- _Exercise_
Go through the lines below and copy any that hold the string "modules".

- _Data for review_
PR #4959, opened 2025-09-19
fix(signals): expose readonly signals in slices

### LINKED ISSUE #4958: Signal Store Allows Writing to Read-Only Signals

signals

By default, the Signal Store returns signals of type Signal<...> (and not WriteableSignal<...>). However, in the current version, it's possible to write into these Signals. I'm pretty sure this was not possible in former versions.

Here is a reproduction:

```ts
import { Component, inject, signal } from '@angular/core';
import { FormsModule } from '@angular/forms';

const DemoStore = signalStore(
  {providedIn: 'root'},
  withState({
    title: 'Test!',
  }),
);

@Component({
  selector: 'app-root',
  imports: [FormsModule],
  template: `
    <h1>Reproduction</h1>
    <input [(ngModel)]="title">
    <div>{{title()}}</div>
  `,
  styleUrl: './app.css'
})
export class App {
  // Here, everything is fine:
  // protected readonly title = signal('test');

  // This option allows the two-way-binding to directly
  // write back to the signal in the store ...
  store = inject(DemoStore);
  title = this.store.title;
}
```

### Expected behavior

Writing back should not be possible. 

@angular/core@20.3.1
@ngrx/signals@20.0.1

### Other information

_No response_

- [ ] Yes
- [x] No

rainerhahnekamp:
`withState`, `signalState`, and `withLinkedState` now pass a `Signal` instead of the original `WritableSignal` to the DeepSignal.

This prevents accidental misuse where consumers (e.g. `ngModel` or other APIs with incompatible types) could assert `WritableSignal` and write directly into the state.

Closes #4958

## PR Checklist

## PR Type

```
[x] Bugfix
[ ] Feature
[ ] Build related changes
[ ] CI related changes
[ ] Other... Please describe:
```

```typescript

const person = signalState({ title: 'Title'});
(person.title as WritableSignal<string>).set('Hallo'); <-- direct access to state
```

Closes #4958

## What is the new behavior?

Will throw an error if set is called because the Signal is readonly.

```
[ ] Yes
[x] No
```

### DIFF
--- a/modules/signals/spec/signal-state.spec.ts
+++ b/modules/signals/spec/signal-state.spec.ts
@@ -60,6 +60,13 @@ describe('signalState', () => {
     expect(isSignal(state.ngrx)).toBe(true);
   });
 
+  it('does not expose state slices as writable signals', () => {
+    const state = signalState(initialState);
+    expect(() => (state as any).foo.set('baz')).toThrow(
+      'set is not a function'
+    );
+  });
+
   it('caches previously created signals', () => {
     const state = signalState(initialState);
     const user1 = state.user;
--- a/modules/signals/spec/with-linked-state.spec.ts
+++ b/modules/signals/spec/with-linked-state.spec.ts
@@ -1,4 +1,4 @@
-import { linkedSignal, signal } from '@angular/core';
+import { linkedSignal, signal, WritableSignal } from '@angular/core';
 import {
   getState,
   patchState,
@@ -253,5 +253,16 @@ describe('withLinkedState', () => {
       'Trying to override:',
       'value'
     );
+  });
+
+  it('does not expose linked state properties as writable signals', () => {
+    const initialStore = getInitialInnerStore();
+    const userStore = withLinkedState(() => ({
+      foo: () => 'bar',
+    }))(initialStore);
+
+    expect(() =>
+      (userStore.stateSignals.foo as WritableSignal<string>).set('baz')
+    ).toThrow('set is not a function');
   });
 });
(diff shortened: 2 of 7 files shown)


markostanimirovic:
Let's merge this in v21 to prevent unintentional breaking changes.

rainerhahnekamp:
@timdeschryver just added the label "breaking changes" as suggested

markostanimirovic:
@rainerhahnekamp @timdeschryver 

After revisiting this PR, I'm not sure if we should proceed with it, because maybe in the future we will introduce deep writable signals within the store while keeping them as read-only outside of the store instance. In that case, deep writables would be protected only at the TypeScript level, and we would have to revert this (and make another breaking change).

Therefore, I'm not sure if this change is worth it. E.g., for the state source, we also have protection only at the TS level. If someone wants to avoid it (and use `as any/WritableStateSource`), I see that as a usage issue, not a bug from our side.

rainerhahnekamp:
@markostanimirovic 

the thing was that it happened via two-way binding with `ngModel`.  So users didn't apply bad practices or anything unnatural. So they didn't even receive any warnings, error messages, etc.

@manfredsteyer you reported this one. Can you elaborate on it?

rainerhahnekamp:
@markostanimirovic, do you think changes like deep-writables - even if they are only inside the store - can be done without breaking changes? As you remember, even the multi-signals approach in v20 should have been internal-only, but it turned out to be the opposite.

markostanimirovic:
> @markostanimirovic, do you think changes like deep-writables - even if they are only inside the store - can be done without breaking changes? As you remember, even the multi-signals approach in v20 should have been internal-only, but it turned out to be the opposite.

Yes, maybe there would be a breaking change for deep writables, but regardless, I'm wondering do we need to introduce this one.

markostanimirovic:
I'm going to close this PR for now. We'll revisit it for v22.

PR #4965, opened 2025-09-25
refactor(signals): use dot-notation to access properties in withFeature

andrewseguin:
Minor refactor to use dot-notation instead of brackets for accessing the properties of the `store` object


rainerhahnekamp (approved):
Thanks

markostanimirovic (approved):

- _Finished exercise_
--- a/modules/signals/spec/signal-state.spec.ts
+++ b/modules/signals/spec/signal-state.spec.ts
--- a/modules/signals/spec/with-linked-state.spec.ts
+++ b/modules/signals/spec/with-linked-state.spec.ts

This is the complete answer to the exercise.